The task:
Scan the entries below and state how many lines contain "uses". No other output.

Supplied entries:
PR #282, opened 2025-03-07
SDIT-2639: 🐛 Update swagger to make openapi code generation happy

petergphillips:


src/main/kotlin/uk/gov/justice/digital/hmpps/incidentreporting/dto/request/NomisSyncRequest.kt
```diff
@@ -12,13 +12,11 @@ data class NomisSyncRequest(
     requiredMode = Schema.RequiredMode.NOT_REQUIRED,
     example = "123e4567-e89b-12d3-a456-426614174000",
     nullable = true,
-    defaultValue = "null",
   )
   val id: UUID? = null,
   @get:Schema(
     description = "Set to true for initial migration, omit or set to false for updates",
     requiredMode = Schema.RequiredMode.NOT_REQUIRED,
-    allowableValues = ["true"],
```
petergphillips, line 21: this caused
```
    val initialMigration: NomisSyncRequest.InitialMigration? = false
```
to be generated

src/main/kotlin/uk/gov/justice/digital/hmpps/incidentreporting/dto/request/NomisSyncRequest.kt
```diff
@@ -32,39 +30,3 @@ data class NomisSyncRequest(
     }
   }
 }
-
-@Schema(description = "Incident report created in NOMIS", accessMode = Schema.AccessMode.WRITE_ONLY)
-interface NomisSyncCreateRequest {
```
petergphillips, line 37: interface not used anywhere?

src/main/kotlin/uk/gov/justice/digital/hmpps/incidentreporting/dto/request/NomisSyncRequest.kt
```diff
@@ -12,13 +12,11 @@ data class NomisSyncRequest(
     requiredMode = Schema.RequiredMode.NOT_REQUIRED,
     example = "123e4567-e89b-12d3-a456-426614174000",
     nullable = true,
-    defaultValue = "null",
```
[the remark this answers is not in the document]
petergphillips: by making this change code generation then creates
```kotlin
    val id: java.util.UUID? = null,
```
anyway

src/main/kotlin/uk/gov/justice/digital/hmpps/incidentreporting/dto/request/NomisSyncRequest.kt
petergphillips: new generation creates
```kotlin
    val initialMigration: kotlin.Boolean? = false
```
still a bit odd to have a `NOT_REQUIRED` field that isn't nullable in your code, but I've left that alone.

petergphillips: didn't really make sense to limit the `allowableValues` like that anyway when you've got the `defaultValue` to be `false` 😁

src/main/kotlin/uk/gov/justice/digital/hmpps/incidentreporting/dto/request/NomisSyncRequest.kt
ushkarev: it was intended for clearer documentation. `NomisSyncRequest` was the form that the NOMIS migration side was using, but `NomisSyncCreateRequest` & `NomisSyncUpdateRequest` more accurately described the interaction between fields

ushkarev: essentially, iff `id` was present, it's an update.
but an update does not make sense with `initialMigration`=true

src/main/kotlin/uk/gov/justice/digital/hmpps/incidentreporting/dto/request/NomisSyncRequest.kt
```diff
@@ -38,7 +36,6 @@ interface NomisSyncCreateRequest {
   @get:Schema(
     description = "Set to true for initial migration",
     requiredMode = Schema.RequiredMode.NOT_REQUIRED,
-    allowableValues = ["true", "false"],
```
petergphillips, line 41: I've done the minimum here to get the generated code compiling - had to remove these as enums were generated with them in

ushkarev (approved):

PR #2174, opened 2023-12-20
Remove space saver action + upgrade other actions

strickvl:
Overdue to upgrade / update some of our really ancient or deprecated actions. 

Also since we're on custom runners for ubuntu I removed the special action that was clearing space on the runner. (Should save a bit of time).

## Summary by CodeRabbit

- **Chores**
  - Updated GitHub Actions to newer versions across various workflow files for improved performance and security.


strickvl:
@coderabbitai review

.github/actions/setup_environment/action.yml
```diff
@@ -29,7 +29,7 @@ runs:
   using: "composite"
   steps:
     - name: Set up Python
-      uses: actions/setup-python@v4
+      uses: actions/setup-python@v5.0.0
```
avishniakov, line 32: Here and in other places, why you are so specific as `5.0.0`? Why not just rely on majors like `5`?

avishniakov (approved):
One nitpick, rest good to go!

.github/actions/setup_environment/action.yml
strickvl: AFAIK you specify the literal tag name here and if there isn't a `v5` tag name it fails.

PR #2190, opened 2023-12-22
Fix API docs environment setup

strickvl:
Temporary fix for API building process using @AlexejPenner's pip lockfile and list of requirements.

At some point (soon?) the requirements file will get out of date so we need a better way of installing all our requirements in a single environment.

https://github.com/zenml-io/zenml/actions/runs/7298987028 shows it tested + working (with the 'publish / push the built docs' part commented out obv)


avishniakov (approved):
The file might be worth renaming to something more abstract, such as `requirements-docs-frozen.txt` 🙂

PR #2192, opened 2023-12-22
Prune of unused artifacts links via client

avishniakov:
## Describe changes
I implemented pruning of unused artifacts and their versions via Client to bring it in sync with CLI.

## Pre-requisites

## Types of changes

## Summary by CodeRabbit

- **New Features**
  - Introduced an artifact cleanup tool to remove unused artifacts and their versions, helping maintain a clutter-free environment.

- **Tests**
  - Added new tests to ensure the artifact pruning functionality works as expected.


avishniakov:
@coderabbitai review

tests/integration/functional/test_client.py
```diff
@@ -1128,6 +1129,17 @@ def test_basic_crud_for_entity(
             pass
 
 
+class TestArtifact:
+    def test_prune(self, clean_client: "Client"):
```
strickvl, line 1133: can you test that the two args for the function (deleting only artifacts and only_metadata) are also doing what they're meant to do. this test just tests it works generically, but we should test the edge cases too.

strickvl (changes requested):

src/zenml/client.py
```diff
@@ -2677,6 +2677,43 @@ def delete_artifact(
...
+                self.delete_artifact_version(
+                    name_id_or_prefix=unused_artifact_version.id,
+                    delete_metadata=not only_artifact,
+                    delete_from_artifact_store=not only_metadata,
+                )
+                unused_artifact = unused_artifact_version.artifact
+                if not unused_artifact.versions and not only_artifact:
+                    self.delete_artifact(unused_artifact.id)
+
+            except Exception as e:
```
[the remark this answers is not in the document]
avishniakov: Not really, it is for unexpected errors only, delete_artifact raises nothing. I can get rid of it and let exceptions flow uninterrupted also.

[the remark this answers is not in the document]
strickvl: Ah ok I thought maybe `delete_artifact` raised something defined. Then leave it as it is.

tests/integration/functional/test_client.py
avishniakov: add tests for that

tests/integration/functional/test_client.py
```diff
@@ -1138,6 +1138,28 @@ def test_prune(self, clean_client: "Client"):
...
+
+    def test_prune_only_artifact(self, clean_client: "Client"):
+        """Test that artifact pruning works with only artifacts flag."""
+        artifact_id = ExternalArtifact(value="foo").upload_by_value()
+        artifact = clean_client.get_artifact_version(artifact_id)
+        assert artifact is not None
+        clean_client.prune_artifacts(only_artifact=True)
+        assert clean_client.get_artifact_version(artifact_id).id == artifact.id
+        with pytest.raises(FileNotFoundError):
+            os.listdir(artifact.uri)
```
strickvl, line 1162:
```suggestion
        assert not os.path.exists(artifact.uri)
```

Maybe nicer?

tests/integration/functional/test_client.py
```diff
@@ -1138,6 +1138,28 @@ def test_prune(self, clean_client: "Client"):
...
+
+    def test_prune_only_metadata(self, clean_client: "Client"):
+        """Test that artifact pruning works with only metadata flag."""
+        artifact_id = ExternalArtifact(value="foo").upload_by_value()
+        artifact = clean_client.get_artifact_version(artifact_id)
+        assert artifact is not None
+        clean_client.prune_artifacts(only_metadata=True)
+        with pytest.raises(KeyError):
+            clean_client.get_artifact_version(artifact_id)
+        assert os.listdir(artifact.uri)
```
strickvl, line 1152:
```suggestion
        assert os.path.exists(artifact.uri)
```

strickvl (commented):
LGTM, but two tiny nits to make it a bit more readable

strickvl (approved):

src/zenml/client.py
```diff
@@ -2786,6 +2786,43 @@ def delete_artifact(
...
+        for unused_artifact_version in unused_artifact_versions:
+            try:
+                self.delete_artifact_version(
+                    name_id_or_prefix=unused_artifact_version.id,
+                    delete_metadata=not only_artifact,
+                    delete_from_artifact_store=not only_metadata,
+                )
+                unused_artifact = unused_artifact_version.artifact
+                if not unused_artifact.versions and not only_artifact:
+                    self.delete_artifact(unused_artifact.id)
```
stefannica, line 2818: Similar to the PR where you implemented the "delete all model version artifacts", there is a performance hit with this type of loop that ends up calling the REST API multiple times. You should consider implementing this as a REST API endpoint and looping in the SQL zen store instead (perhaps even deleting entities en-masse through a single SQL query, if possible). This opens the possibility of using this functionality through the dashboard.

stefannica (approved):
Just my usual performance related suggestions, but good to merge otherwise.

src/zenml/client.py
avishniakov: Hey, I'm half way through implementing this change, but stuck at the `verify_permissions_and_delete_entity`. It was rather clear what to check on single entry deletion, but here I prune Artifact, Artifact Version and Data at scale. Any thoughts? Shall I check for Admin permissions to do so?

stefannica: I only have a half-baked idea about how to get around this: maybe we need a new `prune` permission that you check globally at server level, as opposed to checking against every resource. But that requires more work, not only here, but probably also at Cloud API level.

@schustmi what do you think ?

PR #2193, opened 2023-12-22
Refactor secrets stores to store all secret metadata in the DB

stefannica:
## Describe changes
Refactor all secrets store to ONLY store secret values in the external back-end, as opposed to storing all the meta-information (UUID, name, user, workspace, create & update timestamps) in the external back-end.

* the secret CRUD methods are moved to the SQL/REST zen store
* the SQL zen store always keeps track of secrets in the ZenML database, but not their values
* the secrets store is now an implementation detail belonging to the SQL zen store
* the `list_secrets` method in particular _doesn't need to interact with the external secrets manager anymore_, which means that ZenML no longer needs "list all secrets" permissions from the Cloud Secrets Manager APIs.
* the AWS/GCP/Azure/HashiCorp Secrets Manager are only called to store, update and delete the secret key-values for the ZenML secrets.
* the SQL secrets store is a mere extension of the SQL Zen store now and will store/update/delete secret key-values in the ZenML database
* the REST secrets store has been completely removed

This change is fully backwards-compatible. All existing secrets stored in external secrets stores will be added to the DB as part of the DB migration, while their values and their external secret IDs will continue to be stored externally. Existing users will not be aware that this change even happened.

### TODO

* [x] DB migration script to populate the SQL DB for secrets currently stored in external back-ends

## Pre-requisites

## Types of changes

## Summary by CodeRabbit

- **Documentation**
  - Updated the IAM user permissions guide for AWS S3 buckets to recommend specific rather than broad policies.

- **New Features**
  - Introduced a new secret management interface with enhanced validation and configuration options.
  - Added support for handling secret values updates and deletions more effectively.

- **Refactor**
  - Streamlined secret store configurations, focusing on environment-specific setups.
  - Removed deprecated methods and refactored existing ones for better secret handling across various platforms.

- **Bug Fixes**
  - Fixed issues related to secret value data types to ensure proper handling of optional and required fields.

- **Deprecations**
  - Deprecated certain methods in favor of new implementations for secret management.

- **Chores**
  - Cleaned up unnecessary imports and outdated references across multiple files related to secret stores.


stefannica:
@coderabbitai review

src/zenml/integrations/gcp/service_connectors/gcp_service_connector.py
```diff
@@ -86,6 +86,28 @@ class GCPUserAccountCredentials(AuthenticationConfig):
...
+            values: The configuration values.
+
+        Returns:
+            The validated configuration values.
+
+        Raises:
+            ValueError: If the user account credentials JSON is not a valid
+                JSON object.
+        """
+        if isinstance(values.get("user_account_json"), dict):
```
stefannica, line 105: This is just something left over from the "use service connectors to authenticate secrets stores" PR and revealed during testing this PR.

src/zenml/integrations/gcp/service_connectors/gcp_service_connector.py
```diff
@@ -146,6 +168,24 @@ class GCPServiceAccountCredentials(AuthenticationConfig):
...
+    ) -> Dict[str, Any]:
+        """Convert the service account credentials to JSON if given in dict format.
+
+        Args:
+            values: The configuration values.
+
+        Returns:
+            The validated configuration values.
+        """
+        if isinstance(values.get("service_account_json"), dict):
```
stefannica, line 183: This is just something left over from the "use service connectors to authenticate secrets stores" PR and revealed during testing this PR.

src/zenml/zen_stores/migrations/versions/7b651bf6822e_track_secrets_in_db.py
```diff
@@ -0,0 +1,94 @@
...
+
+revision = "7b651bf6822e"
+down_revision = "1ac1b9c04da1"
+branch_labels = None
+depends_on = None
+
+
+def upgrade() -> None:
+    """Upgrade database schema and/or data, creating a new revision."""
+    from zenml.config.global_config import GlobalConfiguration
```
schustmi, line 28: I commented something similar on a cloudapi PR before where we decided importing these classes in migrations is okay as it will just run once.

I think here it is a little more complicated: This migration will also run in `zenml 0.75.x` in a few months/years from now, which means we need to keep those classes and all their (deprecated) methods around. Do you think this will lead to any trouble in the future?

schustmi (changes requested):

src/zenml/zen_stores/migrations/versions/7b651bf6822e_track_secrets_in_db.py
stefannica: You're absolutely correct, we have to keep a lot of deprecated code around, even though it's only used in a DB migration script. Specifically, I'm talking about the deprecated "list_secrets" method in each secrets store implementation. We have two inter-related situations that I need to address here:

1. getting rid of deprecated code: this is a bit laborious, because I'd have to retest the migration again for all possible store types, but easy. I just have to move all those functions and their dependents inside the migration script.
2. getting rid of all imports in the migration script: technically impossible. These imports are strictly required to allow the migration script to connect to the external secrets store back-end. This needs to happen today, tomorrow, a few months from now or even a few years from now. As long as we have to support direct upgrades from 0.50.0 or earlier versions. On the bright side, we're only importing major concepts here: the global configuration and the SQL store. As long as we don't call attributes or methods prone to removal or deprecation on these objects (see the previous point), this should be safe.

schustmi: So the point is, we won't be able to remove those classes anyway as long as we want to support upgrading from pre-0.50 right? In that case I guess that's the best case we have, even though ideally this would not even be an automated migration in my opinion but rather something users do manually as there might be multiple reasons for this to fail.

schustmi (approved):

Solution to this problem:
2